DEV Community

Matt
Matt

Posted on • Originally published at fortem.dev

How to Debug AWS Fargate Containers with ECS Exec

You moved to Fargate. No more SSH. No more docker exec. Your container is failing and you can't get inside.

ECS Exec — AWS's answer to docker exec for Fargate — has been around since 2021. It bind-mounts the SSM agent into your running container at runtime. No sidecar. No ports. No keys. Just IAM.

This guide covers setup, the 5 errors that catch everyone, and the production controls you actually need.


Why ECS Exec exists

Fargate has no hosts to SSH into. Before ECS Exec launched in March 2021, debugging a Fargate container meant you couldn't get a shell at all. It was the #1 most requested feature on the AWS Containers Roadmap.

ECS on EC2 (before) ECS on Fargate (with ECS Exec)
SSH into EC2 instance aws ecs execute-command (no SSH)
docker exec -it container bash /bin/bash via SSM
Open ports, manage SSH keys No ports, no keys — IAM controls access
Locate instance in ASG first Direct to task ID — always routable

Key fact: ECS Exec is not a sidecar. It bind-mounts the SSM agent binaries into your existing container at runtime. Your task definition doesn't change.

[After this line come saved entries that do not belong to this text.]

PR #457, opened 2025-04-07
feat: OperatorStateRetrieverWithSocket

pakim249CAL:
**Motivation:**

Add getOperatorStateWithSocket entry points to negate the need for an additional query for the socket for offchain integrators.

This change was [merged ](https://github.com/Layr-Labs/eigenlayer-middleware/pull/418)to eigenda-dev. However, this should also probably be propagated over to here as well. That way, eigenda can update to a canonical branch in this repo.

**Modifications:**

### OperatorStateRetriever

* Added getOperatorStateWithSocket(
        ISlashingRegistryCoordinator registryCoordinator,
        bytes32 operatorId,
        uint32 blockNumber)
* Added getOperatorStateWithSocket(
        ISlashingRegistryCoordinator registryCoordinator,
        bytes memory quorumNumbers,
        uint32 blockNumber)

**Result:**

The OperatorStateRetriever will have these additional functions.

### DIFF
--- a/src/OperatorStateRetriever.sol
+++ b/src/OperatorStateRetriever.sol
@@ -2,6 +2,7 @@
 pragma solidity ^0.8.27;
 
 import {ISlashingRegistryCoordinator} from "./interfaces/ISlashingRegistryCoordinator.sol";
+import {ISocketRegistry} from "./interfaces/ISocketRegistry.sol";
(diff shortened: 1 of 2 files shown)


RonTuretzky:
bumping as this will make commonware intergation easier

PR #462, opened 2025-04-30
fix: ejection manager inclusive ejection

ypatil12:
**Motivation:**

Per Hexens Eigen2-2, The current rate limit logic allows ejection beyond the allowed limit.

**Modifications:**

Modify the ejection logic such that when the caller is the ejector, do not automatically eject the first operator regardless of limit. 

**Result:**

Proper rate limit assertions.


ypatil12:
Regression Test: 
Screenshot 2025-04-30 at 4 42 36 PM

pakim249CAL (approved):

wadealexc (approved):
LGTM

PR #463, opened 2025-04-30
fix: lookahead period constraint

ypatil12:
**Motivation:**

The `StakeRegistry` is missing a constraint check for modification of lookahead time
of slashable quorum. This results in the Lookahead period potentially being invalid. 

**Modifications:**

Update `_setLookAheadPeriod` to revert if the `_lookaheadBlocks` is greater than the `DEALLOCATION_DELAY`. Note that we'll also have to update this check in `_createQuorum` since it does a `>=` check. Operators are slashable for the entire delay, inclusive of the last block.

Download the skill file first

Before you hit one of the 5 errors below — there's a skill file on fortem.dev that an AI agent (Claude Code, OpenCode, Codex) can run for you.

It checks:

  • Whether --enable-execute-command is set on your service
  • Whether the task role has the right SSM permissions
  • Whether the Session Manager plugin is installed locally
  • Network path to SSM endpoints
  • Read-only filesystem settings

Get the ECS Exec Readiness skill file → fortem.dev/blog/ecs-exec-guide

Drop the .md file into your AI agent and it runs the 5-point checklist against your AWS account. Everything runs locally, read-only by default.


The 5 errors that catch everyone

01 — ExecuteCommandAgent not RUNNING

Cause: You forgot --enable-execute-command when creating or updating the service.

aws ecs update-service \
    --cluster your-cluster \
    --service your-service \
    --enable-execute-command \
    --force-new-deployment
Enter fullscreen mode Exit fullscreen mode

Verify: aws ecs describe-tasks — check enableExecuteCommand: true and ExecuteCommandAgent status: RUNNING


02 — AccessDeniedException — User is not authorized

Cause: Your task IAM role doesn't have SSM permissions. This is the #1 cause of silent failures.

{
  "Version": "2012-10-17",
  "Statement": [{
    "Effect": "Allow",
    "Action": [
      "ssmmessages:CreateControlChannel",
      "ssmmessages:CreateDataChannel",
      "ssmmessages:OpenControlChannel",
      "ssmmessages:OpenDataChannel"
    ],
    "Resource": "*"
  }]
}
Enter fullscreen mode Exit fullscreen mode

Attach to the task role, not the execution role. The SSM agent runs inside the container — it's the task that needs the permissions.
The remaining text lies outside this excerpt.